### [EXERCISE OBJECTIVE]
The listing that follows should be copied in full, exactly as written.

### [DATA UNDER STUDY]

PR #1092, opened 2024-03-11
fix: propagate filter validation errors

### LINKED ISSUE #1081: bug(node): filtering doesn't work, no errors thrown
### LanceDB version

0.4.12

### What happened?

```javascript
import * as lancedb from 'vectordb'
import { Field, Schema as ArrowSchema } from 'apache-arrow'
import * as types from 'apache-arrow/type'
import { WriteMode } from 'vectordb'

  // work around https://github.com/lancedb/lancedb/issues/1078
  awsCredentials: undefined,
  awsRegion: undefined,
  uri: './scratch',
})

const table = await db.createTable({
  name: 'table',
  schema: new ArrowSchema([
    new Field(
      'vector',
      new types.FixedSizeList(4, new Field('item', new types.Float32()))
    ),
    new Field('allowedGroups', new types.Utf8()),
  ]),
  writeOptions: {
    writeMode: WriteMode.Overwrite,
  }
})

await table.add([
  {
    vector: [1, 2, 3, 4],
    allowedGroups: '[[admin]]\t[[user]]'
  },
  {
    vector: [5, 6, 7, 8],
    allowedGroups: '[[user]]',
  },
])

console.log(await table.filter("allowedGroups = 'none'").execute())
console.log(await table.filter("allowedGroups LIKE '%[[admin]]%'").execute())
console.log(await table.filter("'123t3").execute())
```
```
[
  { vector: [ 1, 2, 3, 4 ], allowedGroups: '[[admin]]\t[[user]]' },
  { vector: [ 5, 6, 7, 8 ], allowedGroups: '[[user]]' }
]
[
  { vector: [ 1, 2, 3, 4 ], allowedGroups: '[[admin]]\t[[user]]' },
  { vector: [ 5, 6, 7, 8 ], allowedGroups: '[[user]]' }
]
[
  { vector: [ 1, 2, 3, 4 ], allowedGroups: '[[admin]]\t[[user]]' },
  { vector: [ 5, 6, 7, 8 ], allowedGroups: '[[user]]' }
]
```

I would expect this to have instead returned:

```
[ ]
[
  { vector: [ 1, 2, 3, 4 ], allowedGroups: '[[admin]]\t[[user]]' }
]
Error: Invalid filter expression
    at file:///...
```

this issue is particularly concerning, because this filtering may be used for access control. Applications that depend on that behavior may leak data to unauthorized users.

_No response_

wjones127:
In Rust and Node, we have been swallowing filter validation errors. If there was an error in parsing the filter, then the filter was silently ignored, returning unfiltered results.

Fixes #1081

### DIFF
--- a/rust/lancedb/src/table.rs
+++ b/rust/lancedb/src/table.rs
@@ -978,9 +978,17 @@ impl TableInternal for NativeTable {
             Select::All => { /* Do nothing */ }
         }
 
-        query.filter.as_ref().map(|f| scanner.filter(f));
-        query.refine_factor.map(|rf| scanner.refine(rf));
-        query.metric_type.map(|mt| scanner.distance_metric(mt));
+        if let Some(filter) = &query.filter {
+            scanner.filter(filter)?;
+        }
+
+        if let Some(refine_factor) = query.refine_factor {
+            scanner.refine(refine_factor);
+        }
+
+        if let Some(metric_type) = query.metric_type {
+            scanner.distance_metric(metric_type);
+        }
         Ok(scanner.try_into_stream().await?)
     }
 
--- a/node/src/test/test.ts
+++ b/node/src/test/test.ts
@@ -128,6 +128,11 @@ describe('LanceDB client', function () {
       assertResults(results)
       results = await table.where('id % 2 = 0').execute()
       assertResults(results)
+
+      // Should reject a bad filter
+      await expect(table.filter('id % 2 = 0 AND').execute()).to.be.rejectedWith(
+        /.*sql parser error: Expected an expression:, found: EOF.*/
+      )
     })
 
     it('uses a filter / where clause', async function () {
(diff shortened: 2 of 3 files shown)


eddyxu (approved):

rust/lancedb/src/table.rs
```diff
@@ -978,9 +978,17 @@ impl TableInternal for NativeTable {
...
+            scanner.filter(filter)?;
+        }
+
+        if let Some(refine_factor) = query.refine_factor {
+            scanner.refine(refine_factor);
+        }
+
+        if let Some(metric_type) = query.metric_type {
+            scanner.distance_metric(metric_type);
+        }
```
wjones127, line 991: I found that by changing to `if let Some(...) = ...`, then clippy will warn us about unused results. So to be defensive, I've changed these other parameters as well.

### [RESULT OF THIS TASK]
PR #1092, opened 2024-03-11
fix: propagate filter validation errors

### LINKED ISSUE #1081: bug(node): filtering doesn't work, no errors thrown
### LanceDB version

0.4.12

### What happened?

```javascript
import * as lancedb from 'vectordb'
import { Field, Schema as ArrowSchema } from 'apache-arrow'
import * as types from 'apache-arrow/type'
import { WriteMode } from 'vectordb'

  // work around https://github.com/lancedb/lancedb/issues/1078
  awsCredentials: undefined,
  awsRegion: undefined,
  uri: './scratch',
})

const table = await db.createTable({
  name: 'table',
  schema: new ArrowSchema([
    new Field(
      'vector',
      new types.FixedSizeList(4, new Field('item', new types.Float32()))
    ),
    new Field('allowedGroups', new types.Utf8()),
  ]),
  writeOptions: {
    writeMode: WriteMode.Overwrite,
  }
})

await table.add([
  {
    vector: [1, 2, 3, 4],
    allowedGroups: '[[admin]]\t[[user]]'
  },
  {
    vector: [5, 6, 7, 8],
    allowedGroups: '[[user]]',
  },
])

console.log(await table.filter("allowedGroups = 'none'").execute())
console.log(await table.filter("allowedGroups LIKE '%[[admin]]%'").execute())
console.log(await table.filter("'123t3").execute())
```
```
[
  { vector: [ 1, 2, 3, 4 ], allowedGroups: '[[admin]]\t[[user]]' },
  { vector: [ 5, 6, 7, 8 ], allowedGroups: '[[user]]' }
]
[
  { vector: [ 1, 2, 3, 4 ], allowedGroups: '[[admin]]\t[[user]]' },
  { vector: [ 5, 6, 7, 8 ], allowedGroups: '[[user]]' }
]
[
  { vector: [ 1, 2, 3, 4 ], allowedGroups: '[[admin]]\t[[user]]' },
  { vector: [ 5, 6, 7, 8 ], allowedGroups: '[[user]]' }
]
```

I would expect this to have instead returned:

```
[ ]
[
  { vector: [ 1, 2, 3, 4 ], allowedGroups: '[[admin]]\t[[user]]' }
]
Error: Invalid filter expression
    at file:///...
```

this issue is particularly concerning, because this filtering may be used for access control. Applications that depend on that behavior may leak data to unauthorized users.

_No response_

wjones127:
In Rust and Node, we have been swallowing filter validation errors. If there was an error in parsing the filter, then the filter was silently ignored, returning unfiltered results.

Fixes #1081

### DIFF
--- a/rust/lancedb/src/table.rs
+++ b/rust/lancedb/src/table.rs
@@ -978,9 +978,17 @@ impl TableInternal for NativeTable {
             Select::All => { /* Do nothing */ }
         }
 
-        query.filter.as_ref().map(|f| scanner.filter(f));
-        query.refine_factor.map(|rf| scanner.refine(rf));
-        query.metric_type.map(|mt| scanner.distance_metric(mt));
+        if let Some(filter) = &query.filter {
+            scanner.filter(filter)?;
+        }
+
+        if let Some(refine_factor) = query.refine_factor {
+            scanner.refine(refine_factor);
+        }
+
+        if let Some(metric_type) = query.metric_type {
+            scanner.distance_metric(metric_type);
+        }
         Ok(scanner.try_into_stream().await?)
     }
 
--- a/node/src/test/test.ts
+++ b/node/src/test/test.ts
@@ -128,6 +128,11 @@ describe('LanceDB client', function () {
       assertResults(results)
       results = await table.where('id % 2 = 0').execute()
       assertResults(results)
+
+      // Should reject a bad filter
+      await expect(table.filter('id % 2 = 0 AND').execute()).to.be.rejectedWith(
+        /.*sql parser error: Expected an expression:, found: EOF.*/
+      )
     })
 
     it('uses a filter / where clause', async function () {
(diff shortened: 2 of 3 files shown)


eddyxu (approved):

rust/lancedb/src/table.rs
```diff
@@ -978,9 +978,17 @@ impl TableInternal for NativeTable {
...
+            scanner.filter(filter)?;
+        }
+
+        if let Some(refine_factor) = query.refine_factor {
+            scanner.refine(refine_factor);
+        }
+
+        if let Some(metric_type) = query.metric_type {
+            scanner.distance_metric(metric_type);
+        }
```
wjones127, line 991: I found that by changing to `if let Some(...) = ...`, then clippy will warn us about unused results. So to be defensive, I've changed these other parameters as well.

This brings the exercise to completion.